Martin Beck, chief economic advisor to the EY ITEM Club, says: “The short period since the MPC's last meeting in late September has seen a combination of financial market and political turbulence with few recent precedents. The good news for the MPC ahead of its next decision is that the backdrop has calmed significantly. This has been aided by U-turns on most of the tax cuts announced in the ‘mini-Budget’ on 23 September and by the prospect of fiscal policy being tightened further in November's Autumn Statement.

“Only a few weeks ago, markets expected that reasserting macro credibility, counteracting the inflationary effect of looser fiscal policy and preventing a further fall in sterling would require the MPC to raise Bank Rate by as much as 150bps. Those expectations have now receded to 75bps, and there’s a realistic chance even this may prove too hawkish. Recent economic indicators have been almost uniformly downbeat. GDP fell 0.3% month-on-month in August and the economy likely shrunk in Q3 by more than the 0.1% expected by the MPC. A weak set of flash PMIs for October also point to a poor Q4.

“Although inflation is still high, the outlook has become less concerning. Leading indicators of price pressures, such as gas prices, shipping costs and money supply growth, have all fallen back. And falling GDP, higher mortgage rates, U-turns on tax cuts, and the prospect of greater restraint on public spending all imply weaker demand and, all else equal, less pressure on inflation.

“Granted, the MPC's concerns about the inflationary risks of a tight jobs market will have been reinforced by a further rise in inactivity over the summer and regular pay growth at a record high outside the pandemic period. And if the end of the Energy Price Guarantee next April is followed by household bills reverting to wholesale prices, the implication would be another significant rise in inflation from Q2 2023.

“On balance, the EY ITEM Club expects the MPC to raise rates by 75bps this week – although a smaller 50bps increase wouldn’t be a surprise. That would be consistent both with recent comments from some MPC members that markets have been pricing too substantial a rise in Bank Rate, and with divisions among the committee – while three members voted for 75bps in September, one voted for just 25bps.

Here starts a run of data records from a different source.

Issue #1982, opened 2021-01-29
Stop running make after every command call


Adirio:
### Post-scaffold `make`
Currently, every `init`, `create api` or `create webhook` call `make` as the last step. There are some cases where this behavior can be disabled with a flag (`v2/create-api`, `v3/create-api` & `v3/create-webhook`) and others can't even be disabled (`v2/init`, `v3/init` and `v3/create-webhook`).

### `make` functionality
A call to make does four things:
1. Create `DeepCopy`, `DeepCopyTo`, and `DeepCopyObject` methods for your types.
2. `go fmt`
3. `go vet`
4. Build the manager

## Subcommands functionality evaluation
I will evaluate the need for those four steps for each of the commands.

### `init`
1. No type created yet, no-op.
2. Only scaffolded code, no-op*.
3. Only scaffolded code, no-op*.
4. No types nor controllers, useless manager built.

1, 2 and 3 are no-ops, and the manager built by 4 is completely useless. There is no reason to `make` after `init`.

### `create api`

1. If you created a type you need to update it, so you will need to regenerate this afterwards. If you didn't create a type, no use on regenerating the methods.
2. Only scaffolded code, no-op*.
3. Only scaffolded code, no-op*.
4. You just created a type/controller, you will need to code parts (type spec or reconcile loop), so you will need to rebuild afterwards.

1 and 4 will have to be done after editing and 2 and 3 are no-ops. The only reason I see to do this is to have the `DeepCopy`, `DeepCopyTo` and `DeepCopyObject` methods recognized by IDEs while you are writting the code, which would only require `make generate` and only in the case a new API was scaffolded.

### `create webhook`

1. You didn't create a type, no use on regenerating the methods.
2. Only scaffolded code, no-op*.
3. Only scaffolded code, no-op*.
4. You just created a webhook, you will need to code parts (interface methods), so you will need to rebuild afterwards.

1 has no use, 2 and 3 are no-ops, and 4 will have to be done after editing. There is no reason to `make` after `init`.

* If steps 2 or 3 are not no-ops, it means that we are scaffolding things with style errors which should be fixed in the plugins and having this post-scaffold `go fmt` and `go vet` will just hide those style errors.

## Conclusions
[...]

PR #1983, opened 2021-01-29
✨ Remove make calls from post-scaffold hooks

Adirio:
Remove non-needed calls to `make` at the end of different command calls.

Closes: #1982

### DIFF
--- a/pkg/plugins/golang/v2/api.go
+++ b/pkg/plugins/golang/v2/api.go
@@ -91,7 +91,7 @@ After the scaffold is written, api will run make on the project.
 }
 
 func (p *createAPISubcommand) BindFlags(fs *pflag.FlagSet) {
-	fs.BoolVar(&p.runMake, "make", true, "if true, run make after generating files")
+	fs.BoolVar(&p.runMake, "make", true, "if true, run `make generate` after generating files")
 
 	if os.Getenv("KUBEBUILDER_ENABLE_PLUGINS") != "" {
 		fs.StringVar(&p.pattern, "pattern", "",
@@ -198,8 +198,8 @@ func (p *createAPISubcommand) PostScaffold() error {
 		return fmt.Errorf("unknown pattern %q", p.pattern)
 	}
 
-	if p.runMake {
-		return util.RunCmd("Running make", "make")
+	if p.runMake { // TODO: check if API was scaffolded
+		return util.RunCmd("Running make", "make", "generate")
 	}
 	return nil
 }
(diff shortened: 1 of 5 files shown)


pkg/plugins/golang/v2/api.go
```diff
@@ -198,8 +198,8 @@ func (p *createAPISubcommand) PostScaffold() error {
 		return fmt.Errorf("unknown pattern %q", p.pattern)
 	}
 
-	if p.runMake {
-		return util.RunCmd("Running make", "make")
+	if p.runMake { // TODO: check if API was scaffolded
+		return util.RunCmd("Running make", "make", "generate")
```
camilamacedo86, line 202: Should we not run make manifests as well by default?

camilamacedo86 (commented):
IMO I do not think that we should move with this one. see: https://github.com/kubernetes-sigs/kubebuilder/issues/1982#issuecomment-770029211

Also, the changes here a breaking changes fo v2 too :-( . 

/hold

pkg/plugins/golang/v2/api.go
```diff
@@ -91,7 +91,7 @@ After the scaffold is written, api will run make on the project.
 }
 
 func (p *createAPISubcommand) BindFlags(fs *pflag.FlagSet) {
-	fs.BoolVar(&p.runMake, "make", true, "if true, run make after generating files")
+	fs.BoolVar(&p.runMake, "make", true, "if true, run `make generate` after generating files")
```
camilamacedo86, line 94: It is breaking change for v2. So, we should not tio do that.

DirectXMan12: Can you elaborate on your thoughts here?  At first glance, it doesn't actually quite seem breaking to me because it doesn't actually change the scaffolding at all, but I could be convinced otherwise.

pkg/plugins/golang/v2/api.go
Adirio: Make manifest requires the user to first edit the `*_types.go` file and rerun it, and you get no advantage of running it earlier. `make generate` advantage is minimal but I kept it.

camilamacedo86: cacher.

pkg/plugins/golang/v2/api.go
camilamacedo86: I agree that it is not changing the scaffold and its a nit. However, would be impacted if a user adds custom on the make:all to be executed in this scenario or a consumer of go/v2 via customizations (which is not the case of sdk).

However, yes agree. It is to nit scenarios to hold this one. 

/hold cancel

camilamacedo86:
Based on the clarifications #1982 it shows fine and has no reason for us not:
/lgtm
/approve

“The Bank of England will likely stick with plans to sell gilts, due to begin on 1 November. But the EY ITEM Club thinks now could potentially be the wrong time for Quantitative Tightening (QT). It's noticeable that UK gilts began seriously underperforming US and German bonds in August, after the Bank of England raised the prospect of selling down gilts shortly after its September meeting. That plan was confirmed in September, and was followed by a further rise in yields, just before the mini-Budget-related increase. The Bank of England's statement on 28 September declaring that it would delay QT and restart gilt purchases saw yields fall markedly. These movements raise the risk that bond sales could result in renewed challenges in the gilts market. 

“It’s not clear that there’s any pressing reason for the Bank of England to stick with beginning QT soon. Bank Rate is the primary tool of monetary policy as opposed to asset sales. Other major central banks have yet to be as explicit as the Bank of England about when they'll sell their own bond holdings. And the Bank of England will be selling gilts at the same time as the Government is seeking to fund a sizeable budget deficit.”